From mboxrd@z Thu Jan  1 00:00:00 1970
Return-Path: <linux-btrfs-owner@vger.kernel.org>
Received: from mx2.suse.de ([195.135.220.15]:59381 "EHLO mx2.suse.de"
	rhost-flags-OK-OK-OK-OK) by vger.kernel.org with ESMTP
	id S1756716AbcCVNim (ORCPT <rfc822;linux-btrfs@vger.kernel.org>);
	Tue, 22 Mar 2016 09:38:42 -0400
Date: Tue, 22 Mar 2016 14:38:12 +0100
From: David Sterba <dsterba@suse.cz>
To: Qu Wenruo <quwenruo@cn.fujitsu.com>
Cc: linux-btrfs@vger.kernel.org
Subject: Re: [PATCH v8 00/27][For 4.7] Btrfs: Add inband (write time)
 de-duplication framework
Message-ID: <20160322133812.GK8095@twin.jikos.cz>
Reply-To: dsterba@suse.cz
References: <1458610552-9845-1-git-send-email-quwenruo@cn.fujitsu.com>
MIME-Version: 1.0
Content-Type: text/plain; charset=us-ascii
In-Reply-To: <1458610552-9845-1-git-send-email-quwenruo@cn.fujitsu.com>
Sender: linux-btrfs-owner@vger.kernel.org
List-ID: <linux-btrfs.vger.kernel.org>

On Tue, Mar 22, 2016 at 09:35:25AM +0800, Qu Wenruo wrote:
> This updated version of inband de-duplication has the following features:
> 1) ONE unified dedup framework.
> 2) TWO different back-end with different trade-off

The on-disk format is defined in code, would be good to give some
overview here.

> 3) Support compression with dedupe
> 4) Ioctl interface with persist dedup status

I'd like to see the ioctl specified in more detail. So far there's
enable, disable and status. I'd expect some way to control the in-memory
limits, let it "forget" current hash cache, specify the dedupe chunk
size, maybe sync of the in-memory hash cache to disk.

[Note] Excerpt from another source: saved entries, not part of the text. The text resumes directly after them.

PR #153, opened 2019-06-21
Add Dreamhost DnsPlugin

jhendricks123:
Tested against my own Dreamhost account with success.

### DIFF
--- a/Posh-ACME/DnsPlugins/Dreamhost-Readme.md
+++ b/Posh-ACME/DnsPlugins/Dreamhost-Readme.md
@@ -4,7 +4,7 @@ This plugin works against the [Dreamhost](https://www.dreamhost.com/) API. It is
 
 ## Setup
 
-We need to generate the API key that will be used to update DNS records. Open the [Web Panel API](https://panel.dreamhost.com/index.cgi) page, and generate a new API key with dns-add_record and dns-remove_record permissions. It is recommended to name this API key something memorable like "Posh-ACME" by entering this in the "Comment for this key" field. Take note of your new API key.
+We need to generate the API key that will be used to update DNS records. Open the [Web Panel API](https://panel.dreamhost.com/index.cgi) page, and generate a new API key with dns-add_record, dns-list_records, and dns-remove_record permissions. It is recommended to name this API key something memorable like "Posh-ACME" by entering this in the "Comment for this key" field. Take note of your new API key.
 
 ## Using the Plugin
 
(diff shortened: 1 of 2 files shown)


rmbolger:
Hey @jhendricks123. Thanks for the plugin! Man, that DreamHost DNS api is rather...limited. I have just a few comments/requests before I merge this.

The security protocol tweaks you have in there shouldn’t be necessary. The module takes care of it conditionally on load. It’s conditional because the code isn’t compatible with PowerShell Core so it only needs to run in Desktop edition.

Can you add a basic usage guide similar to the others that exist? Include things like where to find the page to get your API key and example usage.

There are two common scenarios that most plugins handle that could use some additional error handling if I’m reading things correctly. Trying to add a record that already exists shouldn’t generate an error for the user. Trying to delete a record that doesn’t exist also shouldn’t generate an error. An easy way to test without needing to futz with actual cert stuff is just using `Publish-DNSChallenge` and `Unpublish-DNSChallenge` like this. 

```
$pArgs = @{DreamhostApiKey=‘xxxxxxxx’}
Publish-DNSChallenge example.com (Get-PAAccount) fake Dreamhost $pArgs
Publish-DNSChallenge example.com (Get-PAAccount) fake Dreamhost $pArgs
Unpublish-DNSChallenge example.com (Get-PAAccount) fake Dreamhost $pArgs
Unpublish-DNSChallenge example.com (Get-PAAccount) fake Dreamhost $pArgs
```

The first publish will add the record. The second one will fail from an api standpoint, but you should basically catch the “record exists” error and ignore it. The first unpublish will remove the record. The second will generate the “no record” error and you should just catch and ignore the same way.

jhendricks123:
I didn't realize it shouldn't be considered an error for a DNS record to already exist - I'll swallow those errors. Should I write-error on any other error encountered?

I'll write up a guide in the next few days following the others as a template and send the updates your way :)

rmbolger:
No worries. If we were making a more generic Dreamhost DNS API PowerShell wrapper, we probably would want to surface those errors. But for the purposes of a Posh-ACME plugin, we only care that the record we want to exist exists and the record we want to delete is gone. I'll usually catch those cases and just make a Write-Debug call that mentions the record already exists or was already deleted.

I should probably update the plugin dev guide to mention this as well.

rmbolger:
Tangent question. Do you know if Dreamhost supports hosting DNS without actually transferring your domain to them. Like if someone wanted to keep their existing registrar but still have Dreamhost do the DNS (and presumably web) hosting, do they support that?

jhendricks123:
Yep, all my domains are on GoDaddy and I only forward DNS over to Dreamhost.

jhendricks123:
Let me know what you think - I've removed the SSL/TLS tweaks, and now only throw on errors besides "record already exists" or "record not found".

At first I handled the record exists/doesn't exist errors by looking for a matching record in the dns-list_records response, but realized that was wasteful and just swallowed the record_already_exists* and no_such_* responses.

rmbolger:
Awesome. Thanks for the updates. Merging now.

> 5) Ability to disable dedup for given dirs/files

This would be good to extend to subvolumes.

> TODO:
> 1) Add extent-by-extent comparison for faster but more conflicting algorithm
>    Current SHA256 hash is quite slow, and for some old(5 years ago) CPU,
>    CPU may even be a bottleneck other than IO.
>    But for faster hash, it will definitely cause conflicts, so we need
>    extent comparison before we introduce new dedup algorithm.

If sha256 is slow, we can use a less secure hash that's faster but will
do a full byte-to-byte comparison in case of hash collision, and
recompute sha256 when the blocks are going to disk. I haven't thought
this through, so there are possibly details that could make unfeasible.

The idea is to move expensive hashing to the slow IO operations and do
fast but not 100% safe hashing on the read/write side where performance
matters.

> 2) Misc end-user related helpers
>    Like handy and easy to implement dedup rate report.
>    And method to query in-memory hash size for those "non-exist" users who
>    want to use 'dedup enable -l' option but didn't ever know how much
>    RAM they have.

That's what we should try know and define in advance, that's part of the
ioctl interface.

I went through the patches, there are a lot of small things to fix, but
first I want to be sure about the interfaces, ie. on-disk and ioctl.

Then we can start to merge the patchset in smaller batches, the
in-memory deduplication does not have implications on the on-disk
format, so it's "just" the ioctl part.

The patches at the end of the series fix bugs introduced within the same
series, these should be folded to the patches that are buggy.